Forty-eight hours before Kalın’s visit, the House of Representatives and the Tripoli-based High State Council agreed to appoint the Central Bank's governor and board members within 30 days. It’s hard to predict the outcome, but this decision sends a message to the Menfi-Dbeibeh duo: "The game is over." The uncertainty at the Central Bank is throwing Libya’s "pirate" economy into a deeper crisis. Although the government managed to pay last month’s salaries with existing reserves, this is little more than a one-time fix.

In summary, the future of divided Libya remains bleak. The roadmap set by the 2015 Skhirat Agreement was squandered for personal interests. The same goes for 2021. Throughout these processes, Turkey tried to play a leading role. It made deals with one side of Libya, whose legitimacy was disputed, to shape the political process and gain military bases and ports. Despite its assertive stance, Turkey's capacity to influence developments appears to be severely limited.

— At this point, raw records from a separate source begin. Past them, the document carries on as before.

PR #1629, opened 2026-05-15
Boutiques portal task

### LINKED ISSUE #1628: Boutiques disabled input issue in before_form and after_form
In [ensemblex](https://github.com/aces/cbrain-plugins-genetics/blob/master/boutiques_descriptors/ensemblex_0.0.2.json) for now each input is set to optionnal. It allow a user to launch a task without any input files. 

The issue is the following if they are setup to optional false the before_form and after_form are too strict. 

before_form will not allow the user to go to the form for example if a user select only one wordir it will raise an error. 

In after_form only inactive input are ignored not disabled one.

natacha-beck:
Fixed #1628 

By bypass the verification in before form in case of disabled input files. 

By adding logic to after form in order to have the same patterns as it is for isInactive.


BrainPortal/app/models/boutiques_portal_task.rb
```diff
@@ -113,10 +115,17 @@ def before_form
         "#{iname} #{ioptional}\n"
       }.join("")
 
+    # List of file that can be disable (requested or optional)
```
prioux, line 118: So this new piece of code is complicated to read. First, the name of the variable. `input_files_can_be_disabled` is not really about how they CAN be disabled, but how they COULD. And it's a true/false value that turns true if any input file is listed as a potentially disabled in any other input. I'm not convinced that useful until we actually verify if it's the case.

For the code, I see a complicated structure of three `any?` embedded in each other. That's unreadable. Also, the input being scanned is accessed using the `[]` operator instead of the method. Here's my attempt to rewrite it, but please double check it too:

```ruby
all_file_ids = needed_files_ids | optional_files_ids # union of all IDs
input_files_can_be_disabled = descriptor.inputs
  .select { |input|  input.value_disables.present? } # subset of inputs that disables other inputs 
  .any?   { |input| (input.value_disables.values.flatten & all_file_ids).present? } # are there at least one of those that disables any of the file inputs
```

BrainPortal/app/models/boutiques_portal_task.rb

While Turkey is normalizing relations with Egypt and the UAE, actors with whom it clashed over Libya, it is experiencing fluctuations with Russia. Egypt, Russia, and the UAE are in a position to say "yes" or "no" to Turkey’s membership in BRICS. And everyone expects Turkey to adopt more cooperative policies. Here comes another test run. In foreign policy, the saying "We’ve boarded a vehicle bound for disaster" continues to resonate.